• **What is required**: The line containing "Python 3.12 removed" marks the end: output every line of the data up to it, and that line too, exactly as written.

• **Task material**:

PR #11422, opened 2024-04-08
fix: moving imports inside functions

### LINKED ISSUE #9505: Refactor dialogflow participant_management.py to have one sample per file
In the process, move import statements into the region tags

BigBlackWolf:
## Description

Fixes #9505 
Samples haven't reflect, which exact import is needed to make it working. Refactoring to make it more precise


m-strzelczyk (approved):

m-strzelczyk:
To unlock the 3.12 build, we need to update `pyaudio` to `0.2.14`. Please do that and we should be good.

PR #11358, opened 2024-03-23
build: Add setuptools to Dockerfile

kweinmeister:
Python 3.12 removed distutils ([details](https://docs.python.org/3/whatsnew/3.12.html#distutils)).

As a result, several 3.12 sample tests are failing. Any time a dependency wheel is built (like `appengine/flexible_python37_and_earlier/scipy` [here](https://btx-internal.corp.google.com/invocations/09d254c0-1f60-4041-96fb-d0f9c9dcf6f0/targets/cloud-devrel%2Fpython-docs-samples%2Fpython3.12%2Fpresubmit/log)), we get an error.

The release note mentions distutils is still available through setuptools. This PR adds setuptools to the build image.

PR #11534, opened 2024-04-17
Update Dockerfile to fix Python 3.12 tests

holtskinner:
Add explicit python3.12 pip install for setuptools

## Description

Follow-up to #11358


holtskinner:
Failing tests are Video Intelligence due to 403 Permission Error and a Timeout Error for Long-running speech

kweinmeister (approved):

PR #11542, opened 2024-04-18
chore: update cloud-sql/sqlserver deps

jackwotherspoon:
These two deps are already part of `cloud-sql-python-connector` and not needed separately in requirements.

This is causing test failures in #11465 as it is overriding proper versions of `google-auth`


jackwotherspoon:
@kweinmeister this will fix the broken test in mentioned PR

holtskinner (approved):

PR #11444, opened 2024-04-12
feat: Service account snippet

BigBlackWolf:
## Description

Fixes #<ISSUE-NUMBER>

Note: Before submitting a pull request, please open an issue for discussion if you are not associated with Google.

## Checklist
- [ ] I have followed [Sample Guidelines from AUTHORING_GUIDE.MD](https://github.com/GoogleCloudPlatform/python-docs-samples/blob/main/AUTHORING_GUIDE.md)
- [ ] README is updated to include [all relevant information](https://github.com/GoogleCloudPlatform/python-docs-samples/blob/main/AUTHORING_GUIDE.md#readme-file)
- [ ] **Tests** pass:   `nox -s py-3.9` (see [Test Environment Setup](https://github.com/GoogleCloudPlatform/python-docs-samples/blob/main/AUTHORING_GUIDE.md#test-environment-setup))
- [ ] **Lint** pass:   `nox -s lint` (see [Test Environment Setup](https://github.com/GoogleCloudPlatform/python-docs-samples/blob/main/AUTHORING_GUIDE.md#test-environment-setup))
- [ ] These samples need a new **API enabled** in testing projects to pass (let us know which ones)
- [ ] These samples need a new/updated **env vars** in testing projects set to pass (let us know which ones)
- [ ] This sample adds a new sample directory, and I updated the [CODEOWNERS file](https://github.com/GoogleCloudPlatform/python-docs-samples/blob/main/.github/CODEOWNERS) with the codeowners for this sample
- [ ] This sample adds a new **Product API**, and I updated the [Blunderbuss issue/PR auto-assigner](https://github.com/GoogleCloudPlatform/python-docs-samples/blob/main/.github/blunderbuss.yml) with the codeowners for this sample
- [ ] Please **merge** this PR for me once it is approved

PR #11567, opened 2024-04-23
feat: project iam policy snippet

BigBlackWolf:
## Description

Fixes #<ISSUE-NUMBER>

## Checklist


iam/cloud-client/snippets/modify_policy_remove_member.py
```diff
@@ -0,0 +1,60 @@
...
+    Possible format for member:
+        * user:{emailid}
+        * serviceAccount:{emailid}
+        * group:{emailid}
+        * deleted:user:{emailid}?uid={uniqueid}
+        * deleted:serviceAccount:{emailid}?uid={uniqueid}
+        * deleted:group:{emailid}?uid={uniqueid}
+        * domain:{domain}
+    """
+    for bind in bindings:
```
BigBlackWolf, line 38: @m-strzelczyk I've done 2 snippets in a different way and would like to align, which approach will meet expectations:
- **iam_modify_policy_add_member** is rewritten using e2e approach requesting and modifying the policies
- **iam_modify_policy_remove_member** is rewritten in the same was it was done in apiary

m-strzelczyk: OK, thanks for providing the options.

I think the best format would be to have structure similar to the `add_member` version, but with a twist. Perhaps make it `iam_modify_policy_add_member(project_id, role, member)` and have it fetch the current policy and update it. Similar with remove member.

Also, would it be possible to add `etag` handling? In case of IAM policies it's quite important not to overwrite changes that others might be doing in parallel and etags are the way to do it. If you send a policy update with etag of the previous policy, it will be checked if the policy in the cloud didn't change. If it did, you will need to repeat the whole operation basically with the new base for your change.

m-strzelczyk:
This one is also depending on #11444 - won't work without it.

iam/cloud-client/snippets/modify_policy_remove_member.py
BigBlackWolf: Makes sense, since the entire communication is supposed to be in a way _read->modify->write_. I've updated it accordingly.

Speaking of `etag` - that's a good point, I've missed that. I've added a comment for `set_policy`, with encourage to add backoff to be sure changes applied.

Regarding `etag` in tests - it is tricky, cause we want to restore policy to default no matter what. Because of that `etag` has to be omitted. As a consequence `etag` can't be tracked, since tests are running in parallel, hitting the same project =(

m-strzelczyk (approved):

PR #11589, opened 2024-04-25
samples(vertex-ai): Add missing parameter for RAG Upload File

holtskinner:
Update to 1.49.0

### DIFF
--- a/generative_ai/rag_test.py
+++ b/generative_ai/rag_test.py
@@ -21,7 +21,7 @@ import pytest
 import rag
 import vertexai
 
-# TODO: Remove once Allowlist is removed
+# TODO(https://github.com/GoogleCloudPlatform/python-docs-samples/issues/11557): Remove once Allowlist is removed
 pytest.skip(allow_module_level=True)
 
 PROJECT_ID = os.getenv("GOOGLE_CLOUD_PROJECT")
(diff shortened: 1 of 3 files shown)


holtskinner:
Failing test is unrelated to this sample

generative_ai/rag_test.py
```diff
@@ -21,13 +21,14 @@
 import rag
 import vertexai
 
-# TODO: Remove once SDK is updated
+# TODO: Remove once Allowlist is removed
```
parthea, line 24: Please file an issue in this repo
```suggestion
# TODO(<replace me with link to Github issue>: Remove once Allowlist is removed
```

generative_ai/rag_test.py
```diff
@@ -83,12 +84,14 @@ def test_upload_file(test_corpus, test_file):
 def test_import_files(test_corpus):
     response = rag.import_files(PROJECT_ID, test_corpus.name, [GCS_FILE])
     assert response.imported_rag_files_count > 0
+    rag.delete_file(PROJECT_ID, response.imported_rag_files[0].name)
```
parthea, line 87: `try/finally` could be used to ensure that resources are cleaned up

parthea (approved):

generative_ai/rag_test.py
holtskinner: I'm not sure for this example. If an exception occured, then response might not be populated, so it might not make sense to run the deletion if there's a failure.

PR #11750, opened 2024-05-10
Upload a sample code of Gemini

482170765:
## Description
Upload a sample code of Gemini with vertexai SDK.


dandhlee:
Hi there, we do not accept code samples from third party :)

PR #347, opened 2016-12-06
Expose method to modify defaults

plu:
Expose `modifyDefaultsInDomainOrPath:defaults:error:` to allow subclassing FBDefaultsModificationStrategy.


plu:
Just pulled the `defaults write` change into my local setup here. It's awesome, I'm so happy that changing settings is now working with a running Simulator 👍 !

lawrencelomax:
I did remove the block based one since it wasn't the best API for general consumption, this API makes a lot more sense to expose. Pleased to hear it's working out for you!

PR #350, opened 2016-12-11
Fix FBDeviceTestRunStrategyTest

plu:


plu:
Already fixed via #352

PR #353, opened 2016-12-12
Fix loading libShimulator.dylib from wrong bundle in testAppCrashLogIsFetched test case

toshi0383:
The test case was trying to load libShimulator.dylib from wrong bundle.
This PR resolves this issue.

Note that the test is still failing with error: `Failed to find haystack log`
Any idea for this?

### DIFF
--- a/FBSimulatorControlTests/Tests/Integration/FBSimulatorDiagnosticsTests.m
+++ b/FBSimulatorControlTests/Tests/Integration/FBSimulatorDiagnosticsTests.m
@@ -43,7 +43,9 @@
   }
 
   FBSimulator *simulator = [self assertObtainsBootedSimulator];
-  FBApplicationLaunchConfiguration *appLaunch = [self.tableSearchAppLaunch.injectingShimulator withEnvironmentAdditions:@{@"SHIMULATOR_CRASH_AFTER" : @"1"}];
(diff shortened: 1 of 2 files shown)


FBSimulatorControlTests/Tests/Integration/FBSimulatorDiagnosticsTests.m
```diff
@@ -43,7 +43,9 @@ - (void)testAppCrashLogIsFetched
   }
 
   FBSimulator *simulator = [self assertObtainsBootedSimulator];
-  FBApplicationLaunchConfiguration *appLaunch = [self.tableSearchAppLaunch.injectingShimulator withEnvironmentAdditions:@{@"SHIMULATOR_CRASH_AFTER" : @"1"}];
+  NSString *path = [[NSBundle bundleForClass: self.class] pathForResource:@"libShimulator" ofType:@"dylib"];
```
lawrencelomax: Is the `injectingShimulator` method working without needing to make this change? The Change to the `pbxproj` should be sufficient.

toshi0383: Unfortunately it's not.
This change is also needed.

toshi0383:
🚢

PR #356, opened 2016-12-14
Support booting persistent Simulators

plu:


lawrencelomax:
Is the rationale here that you want a close analog to how `simctl` works?

plu:
Yep, that's correct.

lawrencelomax:
Closing with @plu's comment on the other PR

PR #357, opened 2016-12-15
Restart SpringBoard in overrideWatchDogTimer

plu:
Unfortunately when the Simulator is booted already, overriding the watch
dog timer does not have an effect immediately. Restarting the
SpringBoard makes it reload the defaults and see the overridden
watch dog timer.

### DIFF
--- a/FBSimulatorControl/Utility/FBSimulatorLaunchCtl.m
+++ b/FBSimulatorControl/Utility/FBSimulatorLaunchCtl.m
@@ -141,38 +141,7 @@
   return serviceName;
 }
 
-- (BOOL)restartServiceWithName:(NSString *)serviceName timeout:(NSTimeInterval)timeout error:(NSError **)error
-{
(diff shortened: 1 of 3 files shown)


FBSimulatorControl/Utility/FBSimulatorLaunchCtl.m
```diff
@@ -141,8 +141,39 @@ - (nullable NSString *)startServiceWithName:(NSString *)serviceName error:(NSErr
   return serviceName;
 }
 
+- (BOOL)restartServiceWithName:(NSString *)serviceName timeout:(NSTimeInterval)timeout error:(NSError **)error
```
lawrencelomax: Could you not use ` - (BOOL)amendRelativeToPath:(NSString *)relativePath defaults:(NSDictionary<NSString *, id> *)defaults managingService:(NSString *)serviceName error:(NSError **)error` to do this instead?

plu:
Maybe it's time to get glasses! Thanks for pointing me in the right direction :).

PR #363, opened 2017-01-21
Add error code for startup timeout

plu:
This lets consumers react to a timeout that happened during test
startup.


lawrencelomax:
I think some of these error codes are derived from internal error codes used by Apple's Frameworks.  Regardless it doesn't look like their value is at-all significant to the logic of the test, so there's harm in adding another one.

PR #365, opened 2017-01-24
Fix usage of lib shimulator

plu:
Add libShimulator.dylib to the Bundle Resources of FBControlCore. Recompile the binary with Xcode 8.2 and code sign it to fix injection.


lawrencelomax:
Thanks!

PR #367, opened 2017-01-25
Add configuration for iOS 10.3

jonstoneman:


lawrencelomax:
I think we raced to get this out and it was added with the other TV/Watch runtimes in 34d5ecb. Thanks for putting this up!

PR #366, opened 2017-01-24
Fix createStd(Err|Out)DiagnosticForSimulator

plu:

PR #369, opened 2017-01-26
Make log file names unique across multiple application launches

plu:
When launching the same application multiple times, the log file gets overwritten multiple times, because the name is not unique.

### DIFF
--- a/FBSimulatorControl.xcodeproj/project.pbxproj
+++ b/FBSimulatorControl.xcodeproj/project.pbxproj
@@ -11,6 +11,7 @@
 		05046C021D48B8BA00295EE1 /* FBTestManagerTestReporterComposite.m in Sources */ = {isa = PBXBuildFile; fileRef = 05046C001D48B8BA00295EE1 /* FBTestManagerTestReporterComposite.m */; };
 		051E96FC1E5544A200301DFF /* libShimulator.dylib in Resources */ = {isa = PBXBuildFile; fileRef = AA017F4C1BD7784700F45E9D /* libShimulator.dylib */; };
 		05471D691D5991AF00232CB2 /* junitResult0.xml in Resources */ = {isa = PBXBuildFile; fileRef = 05471D681D5991AF00232CB2 /* junitResult0.xml */; };
+		058663DD1E59AE080073699C /* libShimulator.dylib in Resources */ = {isa = PBXBuildFile; fileRef = AA017F4C1BD7784700F45E9D /* libShimulator.dylib */; };
 		0593EA101E371E5800EBD7CB /* libShimulator.dylib in Resources */ = {isa = PBXBuildFile; fileRef = AA017F4C1BD7784700F45E9D /* libShimulator.dylib */; };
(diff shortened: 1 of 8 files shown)


plu:
I decided to create a sub directory inside the storage directory so the file name is easier on the eye, at the same time ensuring uniqueness by moving it in a unique subdirectory of the storage directory. Hope that's okay?

lawrencelomax:
This looks good, but you will need to modify the `-[FBSimulatorDiagnostics stdOutErrDiagnostics]` method and others. This should be pretty simple, you just need to find non-empty files within the subtree that you're constructing.

plu:
Thanks for the pointer! I'll have another look at this one after #366 has landed. They are interrelated and finishing this one is easier after #366 is done.

lawrencelomax:
@plu are you able to make progress on this now #366 is merged?

plu:
I have added a test (7312628), which still passes after the change in 2edfd0a:

```objc
  [self assertFindsNeedle:@"Shimulator" fromHaystackBlock:^ NSString * {
    NSString *haystack = @"";
    for (FBDiagnostic *diagnostic in simulator.simulatorDiagnostics.stdOutErrDiagnostics) {
        haystack = [haystack stringByAppendingString:[diagnostic asString]];
    }
    return haystack.length ? haystack : nil;
  }];
```

I cannot find the connection between `diagnosticForProcessInfo:logBuilder:` and `stdOutErrDiagnostics`. 

* `diagnosticForProcessInfo:logBuilder:` seems to be writing a file to disk (via `asl`) once you invoke the method, which is now unique after my change.
* `stdOutErrDiagnostics` is looking for files that were generated via `[FBSimulatorDiagnostics stdOut:]` and `stdErr:`. These are still not unique and get overwritten every time, it seems. Maybe we should also fix that? Then We'll have to touch `stdOutErrDiagnostics` etc.

plu:
By the way, one more thought about pid vs UUID: Now we create truely unique log files, to avoid clashes with process identifiers. But when invoking `asl_set_query` we still have to use the pid in the query. So this might fetch logs from n launches (which had the same pid), putting them into two different places (because of the UUID), with the same content.

plu:
I'm not sure which place actually should be responsible for making a unique `storageDirectory`, for now I have put it here: 562c7c9

Another place that I had on the list was here: `[FBProcessLaunchConfiguration createDiagnosticForSelector:simulator:diagnosticOut:error:]`

What do you think @lawrencelomax?

FBSimulatorControl.xcodeproj/project.pbxproj
```diff
@@ -3191,6 +3192,7 @@
 			isa = PBXResourcesBuildPhase;
 			buildActionMask = 2147483647;
 			files = (
+				051E96FC1E5544A200301DFF /* libShimulator.dylib in Resources */,
```
plu: I'm not sure why this was missing again...

plu:
It would be cool if we could run some of the tests in `FBSimulatorDiagnosticsTests` on Travis, right now most of them are excluded.

plu:
I don't know what's happening in the project, but `libShimulator.dylib` keeps disappearing from the `FBControlCore` bundle resources. I added it twice in this pull request.

plu:
This is ready, please double check if 1920107 looks better now.

Issue #368, opened 2017-01-25
CLI exits with timeout error when booting iOS 8.1 on macOS 10.12


AndreyBelym:
If you try to start iOS 8.1 device e.g. iPhone 4s on macOS 10.12 Siera. `fbsimctl` will successfully start the simulator, and then will hang for some time (about a couple of minutes) and will exit with the following error:
```
Error Domain=com.facebook.FBSimulatorControl Code=0 "Timed out waiting for all required services [com.apple.SpringBoard, com.apple.medialibraryd, com.apple.backboardd, com.apple.mobile.installd, com.apple.SimulatorBridge] to start" UserInfo={NSLocalizedDescription=Timed out waiting for all required services [com.apple.SpringBoard, com.apple.medialibraryd, com.apple.backboardd, com.apple.mobile.installd, com.apple.SimulatorBridge] to start}
```

dig412:
Is this because some of those services don't exist on iOS < 9?

This seems to imply that 'com.apple.backboardd' and 'com.apple.medialibraryd' are missing:
https://github.com/plu/simctl/blob/master/lib/simctl/device.rb#L260

AndreyBelym:
To be precise, `com.apple.medialibraryd` don't run on iOS 8.1, `com.apple.backboardd` is okay.

lawrencelomax:
if that's the case it should be pretty easy to adjust the list of required services to verify a sim is booted, based on the OS Version. This should be a simple PR, if anyone wants to put one up.

lawrencelomax:
The underlying issue looks to be fixed with the PR. Considering this closed. Reopen if there are any further issues.

PR #371, opened 2017-02-03
Don't wait for 'medialibraryd' when booting iOS 8 devices

dig412:
Fixes issue #368.

I've added a test that checks iOS 8 can be booted successfully, but I'm not sure how you ensure which iOS versions are available in the test environment.

### DIFF
--- a/FBSimulatorControl/Strategies/FBSimulatorBootStrategy.m
+++ b/FBSimulatorControl/Strategies/FBSimulatorBootStrategy.m
@@ -421,8 +421,9 @@
 - (NSArray<NSString *> *)requiredLaunchdServicesToVerifyBooted
 {
   FBControlCoreProductFamily family = self.simulator.productFamily;
+  id<FBControlCoreGlobalConfiguration_OS> version = self.simulator.osConfiguration;
   if (family == FBControlCoreProductFamilyiPhone || family == FBControlCoreProductFamilyiPad) {
-    if (FBControlCoreGlobalConfiguration.isXcode8OrGreater) {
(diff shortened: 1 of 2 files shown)


FBSimulatorControl/Strategies/FBSimulatorBootStrategy.m
```diff
@@ -421,8 +421,9 @@ - (FBProcessInfo *)launchdSimPresentWithAllRequiredServices:(NSError **)error
 - (NSArray<NSString *> *)requiredLaunchdServicesToVerifyBooted
 {
   FBControlCoreProductFamily family = self.simulator.productFamily;
+  id<FBControlCoreGlobalConfiguration_OS> version = self.simulator.osConfiguration;
   if (family == FBControlCoreProductFamilyiPhone || family == FBControlCoreProductFamilyiPad) {
-    if (FBControlCoreGlobalConfiguration.isXcode8OrGreater) {
+    if (FBControlCoreGlobalConfiguration.isXcode8OrGreater && [[version versionNumber] doubleValue] >= 9.0) {
```
lawrencelomax: The check itself looks fine, but you can avoid doing this via a `double` and instead use `NSDecimalNumber`, avoiding any hairyness with floating-point numbers.

```[version.versionNumber isGreaterThanOrEqualTo:[NSDecimalNumber numberWithString:@"9.0"]]```

lawrencelomax:
This was implemented in 5c079bb93e2526379d05eaf65af7382f3594fc2c.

• **Answer to the problem**:
PR #11422, opened 2024-04-08
fix: moving imports inside functions

### LINKED ISSUE #9505: Refactor dialogflow participant_management.py to have one sample per file
In the process, move import statements into the region tags

BigBlackWolf:
## Description

Fixes #9505 
Samples haven't reflect, which exact import is needed to make it working. Refactoring to make it more precise


m-strzelczyk (approved):

m-strzelczyk:
To unlock the 3.12 build, we need to update `pyaudio` to `0.2.14`. Please do that and we should be good.

PR #11358, opened 2024-03-23
build: Add setuptools to Dockerfile

kweinmeister:
Python 3.12 removed distutils ([details](https://docs.python.org/3/whatsnew/3.12.html#distutils)).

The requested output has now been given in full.